The coalition noted California is experiencing record-breaking foreclosure numbers, with foreclosures nearly tripling annually to 31,434 in March and contributing to a rate of foreclosures of nearly twice the national average. Additionally, the coalition said that with 21 of 26 metropolitan areas in the state experiencing house price declines last year, many borrowers’ refinancing ability is limited and the “foreclosure crisis will escalate.”

“Many California homeowners are facing foreclosure because they were misled by unscrupulous mortgage brokers and lenders,” said Kevin Stein, associate director of the coalition, in the announcement. “We are asking the largest lenders in the state to take leadership so that families can keep their homes and California’s economy won’t suffer.”

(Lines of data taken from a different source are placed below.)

PR #235, opened 2018-03-04
Herela: Added lesson 06

harvey-herela:


students/HarveyHerela/lesson06/mailroom4.py
```diff
@@ -0,0 +1,185 @@
...
+
+    print(num, "letters created.")
+
+
+if __name__ == "__main__":
+    # Default donor list
+    donors = dict()
+    donors[("Chase", "Zuma")] = {"donations": [25]}
+    donors[("Marshall", "Rocky")] = {"donations": [30, 60]}
+    donors[("Skye", "Rubble")] = {"donations": [100, 100, 100]}
```
robalford: I would suggest defining your donors data structure outside the `if __name__ == "__main__":` block so that you can import it into your test module.

students/HarveyHerela/lesson06/mailroom4_test.py
```diff
@@ -0,0 +1,99 @@
+#!/usr/bin/env python
+
+import datetime
+import unittest
+from unittest.mock import patch
+from unittest.mock import mock_open
```
robalford: be sure to remove any unused imports

students/HarveyHerela/lesson06/mailroom4_test.py
```diff
@@ -0,0 +1,99 @@
...
+
+import mailroom4
+
+class mailroom4_unit_test(unittest.TestCase):
```
robalford: Class names use CapWords convention in Python e.g. `Mailroom4UnitTest`

harvey-herela:
What is the correct way to test units that have input/print/open?

natasha-aleksandrova:
By using  mocks, which is what you have 🙂 

(mocking/testing `print` statements isn't very common though)

PR #237, opened 2018-03-05
lesson01

natrod22:
Had a bit of trouble getting GitHub to push my work, but now I think I've got a handle on it. 
Will be uploading Lesson 2 and 3 in the next day.


students/NatalieRodriguez/Lesson01/break_me.py
```diff
@@ -0,0 +1,18 @@
...
+
+
+"""Syntax Error"""
+def SyntaxError() #writing the code without a colon throws a Syntax Error
+
+
+"""Attribute Error"""
+anInt = 8
+anInt.append(4)
+
```
natasha-aleksandrova: everything here is supposed to be invalid 🙂 .. but as you are starting out with the assignment, couple notes on styling which we will check in assignments:
* function names should be all lower case with underscores (called snake_case) -> `def name_error`
* var names are also snake_case -> `an_int`
* `""" """` triple quotes strings are common in doc strings for a function or multi-line strings, for comments use `# this is a comment`
* there are a lot more tedious spacing rules etc that I won't get into 😆 
* highly recommended to use something like pycharm or run the code via linter (pep8, pyflakes etc)

natasha-aleksandrova:
glad you got github working for you, please don't hesitate to reach out to us via course email or slack if you need any further help!

natasha-aleksandrova:
make sure to submit the PR link in the course website at the same time so that it can get graded.

you will want to submit a link like this: `https://github.com/UWPCE-PythonCert-ClassRepos/Self_Paced-Online/pull/237` which is created right after you hit Create Pull Request button.

PR #239, opened 2018-03-05
Lesson04 - Trig

ghassan24601:


ghassan24601:
Just a feedback - and it might be only me -. 
I kind of feel like the phrasing of the assignments are not always intuitive.

robalford:
@ghassan24601 if you can point us to specific places in the assignments where you think the requirements are unclear or underspecified, we can put in a request to the course authors to revise the materials. 

As instructors, we want to this course to be as accessible and easy to navigate as possible for our students so we're definitely open to this kind of feedback and have already made a few changes like this based on student input.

On the other side of the country, members of the Pennsylvania House of Representatives said the state will start two mortgage “rescue funds” and have called on subprime lenders to agree to a voluntary 6-month moratorium on foreclosures to give the state time to create the rescue funds, according to an announcement. The members calling for such action are House Appropriations Chairman, Dwight Evans, D-Philadelphia, House Commerce Chairman, Peter J. Daley, D-Washington/Fayette and banking Subcommittee of Commerce Chairman Mike McGeehan, D-Philadelphia.

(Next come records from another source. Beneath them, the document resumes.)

PR #240, opened 2018-03-05
submitting trigrams.py

tricaonguyen:
Hi Nathasha or Rob,

For some unknown reason, I found this exercise difficult. It took me a long time, and it still not perfect.
Is there a cleaner, better way to accomplish this exercise?

### DIFF
--- a/students/tri_nguyen/lesson04/trigrams.py
+++ b/students/tri_nguyen/lesson04/trigrams.py
@@ -1,0 +1,66 @@
+#!/usr/bin/env python3
+
+# ------------------------------------------- #
+# Student:   Tri Nguyen
+# Instructor: Natasha Aleksandrova
+# Date:  28-Feb-2018
+# ------------------------------------------- #
+
+import random
+
+
+def get_word_list():
+    ''' this function create a list of words from 
+        sherlock_small.txt '''
+
+    word_list = []
+
+    with open('sherlock_small.txt') as f:
+        for line in f:
+            line.rstrip()
+            for char in line:
+                line = line.replace('--', ' ')
+            words = line.split()
+
+            for word in words:
+                word_list.append(word)
+
+    return word_list
+
+
+def create_word_dict():
+    ''' create a dictionary that looks like the
+        trigram table '''
+
+    word_dict = {}
+
+    txt_words = get_word_list()
+
+    for idx in range(len(txt_words) - 2):
+        word_dict.setdefault((txt_words[idx], txt_words[idx + 1]), []).append(txt_words[idx + 2])
+
+    return word_dict
+
+
+word_dict = create_word_dict()
+word_list = get_word_list()
+word_list_idx = list(range(len(word_list)))
+
+start_point = random.choice(word_list_idx)
+
+new_text = [word_list[start_point], word_list[start_point + 1]]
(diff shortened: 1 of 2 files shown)


natasha-aleksandrova:
@tricaonguyen yes it's an interesting but also challenging problem to solve 🙂 

I usually write the "design" on a piece of paper to help me think it through and then write out the code, at least that helps me.

I have uploaded a fairly simple solution (here)[https://github.com/natasha-aleksandrova/Self_Paced-Online/blob/master/solutions/lesson4/trigrams.py], it does not handle more complex text processing, which can be easily expanded, or writing final text a to file (but that's simple enough).

students/tri_nguyen/lesson04/trigrams.py
```diff
@@ -0,0 +1,66 @@
...
+    ''' create new text recursively '''
+
+    if rand_pair in word_dict:
+        next_word = random.choice(word_dict[rand_pair])
+        new_text.append(next_word)
+        create_new_text((rand_pair[1], next_word))
+
+
+# Run create_new_text recursively to get new_text
+create_new_text(word_pair)
```
natasha-aleksandrova: try to organize your code so that it has a flow, for example it is easy to miss code on lines 45-52 because I wouldn't normally expect somewhat random code in between functions.

following common patterns like having `if __name__ == "__main__":` as an entry point makes it much easier to read.

students/tri_nguyen/lesson04/trigrams.py
```diff
@@ -0,0 +1,66 @@
...
+def create_word_dict():
+    ''' create a dictionary that looks like the
+        trigram table '''
+
+    word_dict = {}
+
+    txt_words = get_word_list()
+
+    for idx in range(len(txt_words) - 2):
+        word_dict.setdefault((txt_words[idx], txt_words[idx + 1]), []).append(txt_words[idx + 2])
```
natasha-aleksandrova: this could be a bit simpler by using `defaultdict` -> `word_dict = defaultdict(list)`

then you have:
```
word_dict((txt_words[idx], txt_words[idx + 1])).append(txt_words[idx + 2])
```

students/tri_nguyen/lesson04/trigrams.py
```diff
@@ -0,0 +1,66 @@
...
+
+def get_word_list():
+    ''' this function create a list of words from 
+        sherlock_small.txt '''
+
+    word_list = []
+
+    with open('sherlock_small.txt') as f:
+        for line in f:
+            line.rstrip()
```
natasha-aleksandrova: strings are immutable, so if you want to actually strip you need to assign result: `line = line.rstrip()`

students/tri_nguyen/lesson04/trigrams.py
```diff
@@ -0,0 +1,66 @@
...
+        word_dict.setdefault((txt_words[idx], txt_words[idx + 1]), []).append(txt_words[idx + 2])
+
+    return word_dict
+
+
+word_dict = create_word_dict()
+word_list = get_word_list()
+word_list_idx = list(range(len(word_list)))
+
+start_point = random.choice(word_list_idx)
```
natasha-aleksandrova: I think `random.randrange(len(word_list))` might be a better option here? (reduces the need for line 47 as well)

While legislature is working on new laws and rules to tighten up oversight of the mortgage industry, the state needs to find a way to extract people already caught in bad mortgages before they move into foreclosure, according to the written statement. This year, it is estimated that foreclosures in Pennsylvania will number about 9,000 to 10,000, with half of those being in Philadelphia.

“We’re not asking the industry to suspend the foreclosure process,” McGeehan said in the statement, “but only to suspend any final actions authorizing a sheriff’s sale.”

A “refinance fund” will use taxable bonds to move people from adjustable-rate mortgages to fixed-rate mortgages with the Pennsylvania Housing Finance Authority. The second fund, or “workout fund,” will move borrowers whose remaining principal is greater than the appraised value of the house into fixed-rate mortgages and will use taxable bonds and a $25 million appropriation from the state’s general fund to cushion against some losses the fund will absorb, the release stated.

“There are literally thousands of Pennsylvania borrowers already locked into ‘subprime’ mortgage contracts that they are struggling to pay, as their adjustable interest rates bump upward,” Daley said in the statement. “Many of these people ended up in those circumstances because of manipulative sales tactics, sometimes outright fraud.”

On Monday, the U.S. Department of Housing and Urban Development announced it hosted a Homeownership Summit with over 150 leading stakeholders in the housing community to discuss the impact of risky, high-priced loans, departmental actions against predatory lending and how modernizing the Federal Housing Administration will provide a safer alternative to exotic mortgages.

Amongst seven areas of agreement for preserving and protecting homeownership that HUD Secretary Alphonso Jackson laid out during the summit was that “a taxpayer-funded bailout will not resolve housing concerns,” according to the announcement.

Jackson advocated for smarter mortgage alternatives, encouraging Congress to pass legislation that modernizes the FHA program.

“Reforms must be made for FHA to adapt to today’s marketplace,” Jackson said in the announcement. “We have internally modernized FHA as much as we can. But the time has come to bring FHA into the 21st Century. A new FHA could be an antidote for predatory lending and for subprime difficulties.”